Search code examples
excelgoogle-sheets

Summarizing duplicate data without losses


I have a file with annualized data about businesses in my area, it is formatted in the way, that for each year, there is a seperate 'sheet' with all the businesses which were active that year. Now I want to create a 'master sheet' of all the data. Each business is represented by the following data:

id latitude longitude year
15214537 14.4248605 50.0786082 2017

I want to somehow import all the data from all seven sub-sheets onto the master sheet, whilst checking for duplicates via the id data point and if one is found I want to be able to tell which sub-sheets they are from. Maybe if it could check the year and then output true/false in an according column?

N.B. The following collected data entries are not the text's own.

PR #28, opened 2019-05-17
CIF-747 - Shopping cart popup

dplaton:
## Description

This PR adds the shopping cart component to the package. The MiniCart is a full client-side component, implemented using plain Javascript. It relies on a `CommerceApi` implementation that provides the connection to the commerce backend.

The shopping cart is created automatically when the page loads and its details are saved in a cookie called `cif.cart`. Once the "Add to cart" action is implemented the cart will be created when the first product is added.

How to test the feature:

1. Install the package and configure accordingly. 
2. Make sure you have your dispatcher instance configured properly and the requests to `http://localhost/magento/rest` and `http://localhost/magento/graphql` are forwarded correctly.
3. Open any page and click the "CartTrigger" icon from the header. The cart should slide from the left and be empty, showing the message "There are no items in your shopping cart"
4. Open your browser's developer console and add a product to the cart by calling the API function:

```javascript
window.CIF.MiniCart.addItem({sku:"VA03-KH-L",qty:"3"})
```
The cart should now display the product (without image, yet) and the cart trigger should display the number of items in the cart.
5. Click on the "kebab" menu next to the cart item and choose "Edit item" - the "edit" panel should slide from the left and allow you to change the quantity in the cart. Clicking on "Update" will close the edit panel and update the cart. 
6. Click on the "kebab" menu next to the cart item and choose "Remove item" - the item should be removed from the cart.

## Related Issue

CIF-747

## Motivation and Context

Provide a client-side reference component for a MiniCart.

## How Has This Been Tested?

Functional testing.

## Types of changes

## Checklist:


ui.apps/src/main/content/jcr_root/apps/venia/clientlibs/common/js/CommerceApi.js
```diff
@@ -0,0 +1,204 @@
...
+ *      of the License at http://www.apache.org/licenses/LICENSE-2.0
+ *
+ *      Unless required by applicable law or agreed to in writing, software distributed under
+ *      the License is distributed on an "AS IS" BASIS, WITHOUT WARRANTIES OR REPRESENTATIONS
+ *      OF ANY KIND, either express or implied. See the License for the specific language
+ *      governing permissions and limitations under the License.
+ *
+ *
+ ******************************************************************************/
+'use strict';
```
herzog31: Please move this inside the `(function() { ... })` scope, otherwise it's applied globally to all clientlibs.

ui.apps/src/main/content/jcr_root/apps/venia/clientlibs/common/js/CommerceApi.js
```diff
@@ -0,0 +1,204 @@
...
+         */
+        async removeItem(cartQuote, itemId) {
+            return await this._delete(endpoints.guestcarts.itemOperation(cartQuote, itemId));
+        }
+
+
+    }
+
+    function onDocumentReady() {
+        const endpoint = "http://localhost/magento/rest/default/V1";
```
herzog31: This should be `/magento/rest/default/V1` only, so it takes the hostname and protocol from the dispatcher.

ui.apps/src/main/content/jcr_root/apps/venia/components/commerce/minicart/v1/minicart/clientlib/js/templates/minicart-body.js
```diff
@@ -0,0 +1,24 @@
...
+ *     Unless required by applicable law or agreed to in writing, software distributed under
+ *     the License is distributed on an "AS IS" BASIS, WITHOUT WARRANTIES OR REPRESENTATIONS
+ *     OF ANY KIND, either express or implied. See the License for the specific language
+ *     governing permissions and limitations under the License.
+ *
+ ******************************************************************************/
+
+'use strict';
+
+const minicartBody = `<div class="miniCart__body">
```
herzog31: I would wrap the templates into a `(function() {})()` so the constants are not defined globally in addition to the `window` object.

ui.apps/src/main/content/jcr_root/apps/venia/clientlibs/common/js/CommerceApi.js
dplaton: Yes, I'll do that for all the scripts.

ui.apps/src/main/content/jcr_root/apps/venia/clientlibs/common/js/CommerceApi.js
dplaton: Right, my bad.

ui.apps/src/main/content/jcr_root/apps/venia/components/commerce/minicart/v1/minicart/clientlib/js/templates/minicart-body.js
dplaton: 👍

ui.apps/src/main/content/jcr_root/apps/venia/clientlibs/common/js/CommerceApi.js
```diff
@@ -0,0 +1,203 @@
...
+            if (!response.ok) {
+                let message = await response.text();
+                throw new Error(message);
+            }
+            return response.json();
+        }
+
+        /**
+         * Performs an update operation (POST or PUT).
+         * @param url the request URL
```
cjelger: That parameter is called `endpoint` in the method, and shouldn't this be consistent with `_fetch`? You don't "build" the `url` at the same method level, I think it would be more consistent to do it everywhere at the same place.

ui.apps/src/main/content/jcr_root/apps/venia/clientlibs/common/js/CommerceApi.js
```diff
@@ -0,0 +1,203 @@
...
+         * @param sku
+         * @param qty
+         * @param quoteId
+         * @returns {Promise<*>}
+         */
+        async updateCartEntry(cartId, itemId, {sku, qty, quoteId}) {
+            let url = `${endpoints.guestcarts.itemOperation(cartId, itemId)}`;
+            let params = {
+                cartItem: {
+                    sku,
```
cjelger: Silly question but ... shouldn't we have object keys for `sku` and `qty`? Same question for `postCartEntry`

ui.apps/src/main/content/jcr_root/apps/venia/clientlibs/common/js/CommerceGraphqlApi.js
```diff
@@ -0,0 +1,94 @@
...
+ *     OF ANY KIND, either express or implied. See the License for the specific language
+ *     governing permissions and limitations under the License.
+ *
+ ******************************************************************************/
+
+
+(function () {
+
+    'use strict';
+    //todo update the proxy rules so that this gets router through the dispatcher
```
cjelger: Should be done in same PR?

ui.apps/src/main/content/jcr_root/apps/venia/clientlibs/common/js/CommerceGraphqlApi.js
```diff
@@ -0,0 +1,94 @@
...
+            if (!props.endpoint) {
+                throw new Error('The commerce API is not properly initialized. The "endpoint" property is missing from the initialization object');
+            }
+
+            this.endpoint = props.endpoint;
+        }
+
+        async _fetch(url, params) {
+            let response = await fetch(url, params);
+            if (!response.ok || response.errors) {
```
cjelger: I think we should not throw an error when `response.errors` exist. The GraphQL spec states that a response can contain `data` and `errors` at the same time, and we indeed see this with, for example, the Magento sample data where querying the category tree returns the data and some errors. So as long as there is some `data`, I think it's not fully an error.

ui.apps/src/main/content/jcr_root/apps/venia/clientlibs/common/js/CommerceGraphqlApi.js
```diff
@@ -0,0 +1,94 @@
...
+                let message = await response.text();
```
cjelger: Hmm, I think you rather separate the 2 error cases, when not ok, this is fine, but when it's a GraphQL error, then it should be extracted from the errors message, see for example https://github.com/adobe/commerce-cif-connector/blob/master/bundles/cif-connector-graphql/src/test/resources/magento-graphql-error.json

ui.apps/src/main/content/jcr_root/apps/venia/clientlibs/common/js/CommerceGraphqlApi.js
```diff
@@ -0,0 +1,94 @@
...
+            return response.json();
+        }
+
+        /**
+         * Retrieves the URL of the images for an array of product data
+         * @param productData a dictionary object with the following structure {productName:productSku}.
+         * The productName is used for filtering the query and the product SKU is used to identify the variant for which to retrieve the image
+         * @returns {Promise<any[]>}
+         */
+        async getProductImageUrls(productData) {
```
cjelger: Do you really need all the images just for the cart? I think it would be simpler to simply take the main thumbnail image, so you also don't need the image url prefix.

ui.apps/src/main/content/jcr_root/apps/venia/clientlibs/common/js/PageContext.js
```diff
@@ -0,0 +1,74 @@
...
+        return {
+            cartInfo: cartInfo,
+            maskPage: function () {
+                pageMask.classList.add("mask__root_active");
+            },
+            unmaskPage: function () {
+                pageMask.classList.remove("mask__root_active");
+            },
+            setCartInfoCookie: function ({cartId, cartQuote}) {
+                document.cookie = `cif.cart=${cartId}#${cartQuote}`;
```
cjelger: Use `cookieName` to avoid hard-coding

ui.apps/src/main/content/jcr_root/apps/venia/clientlibs/common/js/CommerceApi.js
dplaton: In ES6 { sku } is equivalent to { sku : sku }

ui.apps/src/main/content/jcr_root/apps/venia/clientlibs/common/js/CommerceGraphqlApi.js
dplaton: WDYM by "main thumbnail image"?

cjelger: `productData.thumbnail.url`

dplaton: But this is the thumbnail of the product, not the variant, isn't it?

dplaton:
> I honestly think that the amount of stuff you have to do "by hand", like state management, events listeners, css manipulation, handlebars templating, etc, could really be simplified if we use a framework

I think so as well, @cjelger , but this requires a broader discussion. I remember briefly talking about this in the past - if we use a framework for this then we have to use a framework for all our client-side code, otherwise the interaction will still be done through events. 

> Also you haven't added a single unit test yet, and I suppose that it's going to be complicated to test this compared to reusing all the tools available for existing frameworks.

I'm currently doing a research of our options regarding testing the client side components. I'm not talking about UI testing (like Selenium), but real javascript unit-testing, the kind that we have in CIF. Testing tools are universal, they're not tailored for any specific framework. They do have plugins to make testing easier, but at their core they can be used with any Javascript project. Part of this research will also be updating some code to make it more unit-testable (which today it's not).

Based on the latest discussions with Aditi though, I think we'll need to rewrite this with React anyway because when Magento will push the Peregrine components that allows us to easily build a MiniCart we have to use those components (not unlike we'll do with the Search component).

LSantha:
@dplaton , could you please update the issue branch from master? The solution is still using some old dependencies.

dplaton:
@LSantha done.

LSantha:
@dplaton, thank you. Still there's a build failure.

ui.apps/src/main/content/jcr_root/apps/venia/components/structure/header/v1/header/header.html
```diff
@@ -32,6 +32,7 @@
                         d="M1 1h4l2.68 13.39a2 2 0 0 0 2 1.61h9.72a2 2 0 0 0 2-1.61L23 6H6"></path></svg>
                 </span>
                 </button>
+                <sly data-sly-resource="${resource.path}/minicart"/>
```
LSantha: I would suggest to add a test as well here which checks if the minicart child exists because currently AEM almost  gets frozen if minicart is missing. (See the inclusion of navigation above.)

ui.apps/src/main/content/jcr_root/conf/venia/settings/wcm/templates/product-page/structure/.content.xml
```diff
@@ -38,6 +38,8 @@
                     skipNavigationRoot="true"
                     sling:resourceType="venia/components/structure/navigation/v1/navigation"
                     structureDepth="2"/>
+                <minicart jcr:primaryType="nt:unstructured"
```
LSantha: Please make sure to add minicart to all templates. Currently category-page, content-page, landing-page and search-results doesn't have it.

ui.apps/src/main/content/jcr_root/apps/venia/clientlibs/common/js/CommerceGraphqlApi.js
dplaton: @LSantha @cjelger I've updated the proxy configuration to include the URLs to the product images.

id latitude longitude 2017 2018 2019 2020
15214537 14.4248605 50.0786082 true true false true

This is the first 'real' programming problem I have ever tried to solve with excel/sheets so I have no idea where to start. Should I first import all the data onto the master sheet and then sort? How do I even sort it? Should I do this in Excel, Google Sheets, or would R be better?

Thanks for any help

Due to my limited programming knowledge I have tried to solve it via Asking ChatGPT which helped me figure most things out before, but now I don't know where to even begin.


Solution

  • Assuming your Google Sheets tabs are named 2017, 2018, 2019 and 2020, choose Insert > Sheet and put this formula in cell A1 of the new sheet:

    =let( 
      stackValues_, lambda(sn,ra,reduce(tocol(ø,2),sn,lambda(rs,s,let(r,indirect(s&"!"&ra),l,max(index(row(r)*iferror(r<>""))),d,filter(r,row(r)<=l),if(counta(iferror(d)),vstack(rs,d),rs))))),
    
      query( 
        stackValues_({ "2017", "2018", "2019", "2020" }, "A2:D"), 
        "select Col1, Col2, Col3, count(Col1) 
         group by Col1, Col2, Col3 
         pivot Col4 
         label Col1 'id', Col2 'latitude', Col3 'longitude' ", 
        0 
      ) 
    )
    

    Sheet 2017:

    id latitude longitude year
    15214537 14.4248605 50.0786082 2017
    15214538 1.110626182 41.82943312 2017

    Sheet 2018:

    id latitude longitude year
    15214537 14.4248605 50.0786082 2018
    15214539 7.323075285 35.85616867 2018

    Results:

    id latitude longitude 2017 2018
    15214537 14.4248605 50.0786082 1 1
    15214538 1.110626182 41.82943312 1
    15214539 7.323075285 35.85616867 1

    See let(), lambda(), reduce() and query().